▶ WHAT THE EXERCISE ASKS: Each line from the one containing "a state transition." through the end of the data is to be written out exactly, and nothing more.

[Records drawn from a dataset]
PR #553, opened 2026-07-10
[D 1ii]: Handle Genesis Key Generation

nlordell:
### Context and Motivation

This PR adds handling for the genesis `KeyGen` event that is manually emitted and used to signal "go" to the validators.

### Decisions and Tradeoffs

We use the effect system to build the commitments to ensure that the DKG secrets are stable across reorgs. Note that we chose to _not_ resubmit commitments in case secrets have already been generated, which assumes that the actions will always end up on chain.

Additionally, instead of making the group triggering fallible (as it is in the TS version), we prepare the genesis participant set upfront at startup (erroring out in case of an invalid configuration) and make the transition be infallible (the genesis group/participant set is guaranteed to be valid).

### Testing

For now, we do not include state transition tests. As discussed we want to check state transitions at a higher level (using mocked chain to test how the system as a whole behaves) instead of adding equality assertions on the state values themselves (which will change _dramatically_ over the next few PRs).

### Port

This is port of:

https://github.com/safe-research/safenet/blob/8ab73cfbf36ad2f6d7132ef9da6dff07b7c1055d/validator/src/machine/keygen/genesis.ts#L18-L49

https://github.com/safe-research/safenet/blob/8ab73cfbf36ad2f6d7132ef9da6dff07b7c1055d/validator/src/machine/keygen/trigger.ts#L17-L60

---

## CLA signature

### DIFF
--- a/crates/validator/src/service/action.rs
+++ b/crates/validator/src/service/action.rs
@@ -1,16 +1,64 @@
 //! Validator actions and their encoding into transactions.
 
+use crate::{
+    bindings::{self, Coordinator},
+    merkle::MerkleRoot,
+};
+use alloy::{
+    primitives::{Address, B256, U256},
+    sol_types::SolCall,
+};
 use safenet_core::{driver::ActionEncoder, tx::Transaction};
 
 /// An onchain action the validator emits during a state transition.
 #[derive(Debug, Clone, PartialEq, Eq)]
-pub enum Action {}
+pub enum Action {
+    /// An action to publish key generation commitments onchain.
+    KeyGenAndCommit {
+        participants: MerkleRoot,
+        count: u16,
+        threshold: u16,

▶ SOLUTION TO THE EXERCISE:
 /// An onchain action the validator emits during a state transition.
 #[derive(Debug, Clone, PartialEq, Eq)]
-pub enum Action {}
+pub enum Action {
+    /// An action to publish key generation commitments onchain.
+    KeyGenAndCommit {
+        participants: MerkleRoot,
+        count: u16,
+        threshold: u16,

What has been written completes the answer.